Piel verwies zudem auf Statistiken der Organisation für wirtschaftliche Zusammenarbeit und Entwicklung (OECD), wonach der Krankenstand in Deutschland kein Rekordniveau erreicht hat. Demnach sind die von den Krankenkassen gemeldeten Höchstwerte vor allem eine Folge der besseren Erfassung von Krankheitstagen und somit ein rein statistischer Effekt.

Die OECD basiert ihre Statistiken nicht auf Meldungen bei den Krankenkassen, sondern jährliche Befragungen. Ihre Daten widersprechen auch der These, Deutschland liege im europäischen Vergleich beim Krankenstand an der Spitze. In Frankreich etwa ist er demnach noch etwas höher, in Belgien und Schweden auf dem gleichen Niveau, in Österreich und den Niederlanden niedriger.

IG-Metall-Vorstandsmitglied Hans-Jürgen Urban nannte es „unverschämt und fatal“, den Beschäftigten Krankmacherei zu unterstellen. Die deutsche Wirtschaft gesunde nicht mit kranken Beschäftigten, sondern mit besseren Arbeitsbedingungen. 

Unionsfraktions-Vize Sepp Müller (CDU) dagegen sagte dem Onlineportal Politico, Deutschlands Sozialsysteme würden „immer weiter beansprucht“. Aus diesem Grund „sollten wir uns meiner Meinung nach nicht vor neuen Ideen verschließen und diese diskutieren“. Auch wenn das Thema der Karenztage sich nicht im Wahlprogramm der CDU finde, „könnte dies ein altbewährter Ansatz sein“. 

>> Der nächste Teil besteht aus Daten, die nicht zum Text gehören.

PR #219, opened 2025-07-21
LinuxContainer/LinuxProcess: Rework supplying configuration

dcantah:
This is a fairly large reworking, but it gets rid of something that has plagued this since release which is the properties needing to be locked to be Sendable compliant. This was somewhat of a copout because we mostly know there's not a great deal of ways to have misused the setup today, but alas we'd need to either mark the type as `@unchecked` or just find a different route for setting the configuration. This change:

Exposes the underlying Configuration type that today only housed things that aren't on the OCI spec. I'd love to just expose the OCI spec, but we don't (and possibly never will) support everything on the spec, so exposing it to be freely modified would be a bit odd. Now everything related to the container is configured on this type, and the same goes for execs.

### DIFF
--- a/Sources/Containerization/LinuxContainer.swift
+++ b/Sources/Containerization/LinuxContainer.swift
@@ -27,9 +27,6 @@ import struct ContainerizationOS.Terminal
 
 /// `LinuxContainer` is an easy to use type for launching and managing the
 /// full lifecycle of a Linux container ran inside of a virtual machine.
-///
-/// NOTE: Editing the properties of `LinuxContainer` after calling `start()`
-/// have no effect.
 public final class LinuxContainer: Container, Sendable {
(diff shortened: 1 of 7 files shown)


Sources/Containerization/LinuxContainer.swift
```diff
@@ -40,25 +37,114 @@ public final class LinuxContainer: Container, Sendable {
...
+        public var dns: DNS?
+        /// The hosts to add to /etc/hosts for the container.
+        public var hosts: Hosts?
+
+        public init() {}
+    }
+
+    /// `IOHandler` informs the container process about what should be done
+    /// for the stdio streams.
+    struct IOHandler: Sendable {
```
crosbymichael, line 133: Can this be deleted now?

PR #223, opened 2025-07-22
LinuxContainer: Remove SendableProperty usage

dcantah:
The state updates because of the way the macro works weren't actually being performed under the lock.


dkovba (approved):
👍

PR #225, opened 2025-07-22
Transition to actors

dkovba:
Due to the reduced use of the macro, we can now fully transition to `Mutex`.


vminitd/Sources/vminitd/VsockProxy.swift
```diff
@@ -54,14 +54,13 @@ final class VsockProxy: Sendable {
     private let udsPerms: UInt32?
     private let log: Logger?
 
-    @SendableProperty
-    private var listener: Socket?
+    private let listener = Mutex<Socket?>(nil)
     private let task = Mutex<Task<(), Never>?>(nil)
```
dkovba: @crosbymichael Would you prefer moving `listener` and `task` inside a single `Mutex` called `state`?

crosbymichael: Yes, I think that would help on readability with the mutex changes.

dcantah: Agree, make it one lock for the two fields (plop them in a struct)

vminitd/Sources/vminitd/VsockProxy.swift
```diff
@@ -54,13 +56,18 @@ final class VsockProxy: Sendable {
...
+        var listener: Socket?
+        var task: Task<(), Never>?
+    }
+
+    private let state: Mutex<State>
 }
 
 extension VsockProxy {
     func close() throws {
+        let (listener, task) = state.withLock { ($0.listener, $0.task) }
```
crosbymichael: shouldn't all of this function happen inside of the lock? You are not protecting around a double close by doing this.

vminitd/Sources/vminitd/VsockProxy.swift
```diff
@@ -99,7 +105,7 @@ extension VsockProxy {
         )
         let uds = try Socket(type: type)
         try uds.listen()
-        listener = uds
+        state.withLock { $0.listener = uds }
```
crosbymichael: Must of the functions in this type do not look thread safe.  There is not much protecting double entry to these functions, only protection around setting the state values.

vminitd/Sources/vminitd/VsockProxy.swift
dcantah: Yea, this is one of those times where the mutex was honestly a formality to appease the compiler. I don't really think VsockProxy *needs* to be sendable, as this is the only way one can be stopped today:

```swift
func stopVsockProxy(
        request: Com_Apple_Containerization_Sandbox_V3_StopVsockProxyRequest,
        context: GRPC.GRPCAsyncServerCallContext
    ) async throws -> Com_Apple_Containerization_Sandbox_V3_StopVsockProxyResponse {
        log.debug(
            "stopVsockProxy",
            metadata: [
                "id": "\(request.id)"
            ])

        do {
            let proxy = try await state.remove(proxy: request.id)
            try proxy.close()
```

state in the above is an actor, so the second it's returned no one else calling the stop rpc can actually double close() it.

dcantah: This is start()'s logic as well:

```swift
         let proxy = VsockProxy(
                id: request.id,
                action: request.action == .into ? .dial : .listen,
                port: request.vsockPort,
                path: URL(fileURLWithPath: request.guestPath),
                udsPerms: request.guestSocketPermissions,
                log: log
            )

            try proxy.start()
            try await state.add(proxy: proxy)
```

This can be reordered to store the proxy first (which will fail if the id is already in the store. And THEN start the proxy. We can just remove from the store if the start fails.

dcantah: Alternatively, because there's only two methods that are callable (e.g. that aren't private), and they aren't async so the annoyance of reentrancy are avoided, we could just make these actors if you really wanted to check "hey has this thing been closed or started already" by checking if something is nil or otherwise.

dkovba: Made `VsockProxy` an actor to resolve this.

vminitd/Sources/vminitd/VsockProxy.swift
dkovba: `VsockProxy` is now an actor.

vminitd/Sources/vminitd/VsockProxy.swift
```diff
@@ -70,7 +68,6 @@ extension VsockProxy {
         if fm.fileExists(atPath: self.path.path) {
             try FileManager.default.removeItem(at: self.path)
         }
-        let task = task.withLock { $0 }
         task?.cancel()
```
dcantah, line 71: Can we set listener to nil at the end here, as that'd be what would present double close today even though we established it can't occur today (the guard let listener check at the top would just have us return immediately)

dcantah: Likewise, in start() we can check if listener is nil, and if not it's already been started.

dkovba: Done

dcantah (approved):

PR #228, opened 2025-07-24
ContainerManager: Make root/imagestore suppliable

dcantah:
We should be able to supply an ImageStore if the user wants a different ContentStore, or a different path.

### DIFF
--- a/Sources/Containerization/ContainerManager.swift
+++ b/Sources/Containerization/ContainerManager.swift
@@ -192,15 +192,76 @@ public struct ContainerManager: Sendable {
         }
     }
 
-    /// Create a new manager with the provided kernel and initfs mount.
+    /// Create a new manager with the provided kernel, initfs mount, image store
+    /// and optional network implementation.
     public init(
         kernel: Kernel,
         initfs: Mount,
+        imageStore: ImageStore,
         network: Network? = nil
     ) throws {
-        self.imageStore = ImageStore.default
+        self.imageStore = imageStore
         self.network = network
         try Self.createRootDirectory(path: self.imageStore.path)
+        self.vmm = VZVirtualMachineManager(
+            kernel: kernel,
+            initialFilesystem: initfs,
+            bootlog: self.imageStore.path.appendingPathComponent("bootlog.log").absolutePath()
+        )
+    }
+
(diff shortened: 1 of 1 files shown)


Sources/Containerization/ContainerManager.swift
```diff
@@ -192,13 +192,37 @@ public struct ContainerManager: Sendable {
         }
     }
 
-    /// Create a new manager with the provided kernel and initfs mount.
+    /// Create a new manager with the provided kernel, initfs mount, image store
+    /// and optional network implementation.
     public init(
         kernel: Kernel,
         initfs: Mount,
+        imageStore: ImageStore,
```
crosbymichael, line 200: It does not look like I have an `init()` that functions as today, just giving me a default.  Do you think this init() should have imagestore as optional, and if it is `nil`, then assigned the default?

crosbymichael (changes requested):

Sources/Containerization/ContainerManager.swift
dcantah: I'm not following the first sentence, but yea we probably could have imagestore as optional, I'm trying to remember why I did it this way

crosbymichael: I would like to have an `init()` like today where I don't have to explicitly specify an ImageStore if I want the default.

dcantah: That is the one below this, albeit it takes in a url.

crosbymichael: If I'm using the default image store, why do I need to know about a URL?

dcantah: I provided two ways of supplying a "store" as the path is used to store more than just images iirc (on phone or I'd check 😂). One being a url and we'll make an imagestore for you based on the url, or the other being to supply an ImageStore yourself if you want. This would allow you to supply the ImageStore's second argument in its constructor if that was helpful.

dcantah: If you just leave the third arg blank (as it is today) the optional url constructor will "win" and we'll just use the default ImageStore.

crosbymichael (approved):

Der gesundheitspolitische Sprecher der Unionsfraktion, Tino Sorge (CDU), zeigte sich dagegen skeptisch. „Nur die allerwenigsten Menschen melden sich aus Spaß krank“, sagte er zu Politico. Er forderte „schnell verlässliche Daten – zum Beispiel über die Gründe des erhöhten Krankenstandes und auch von kurzen Krankmeldungen“. 

Allianz-Manager Bäte sprach sich zudem dafür aus, Gesundheitsleistungen zu kürzen. „Wir müssen darüber sprechen, was wir uns in einer alternden Gesellschaft noch leisten können.“ Allein die gesetzlichen Krankenkassen hätten im vergangenen Jahr 289 Milliarden Euro ausgegeben, die Beiträge stiegen Jahr für Jahr weiter. „Gleichzeitig steht Deutschland bei der Zahl der Arztbesuche auf Platz 7. Das ist doch irre“, sagte er der Zeitung.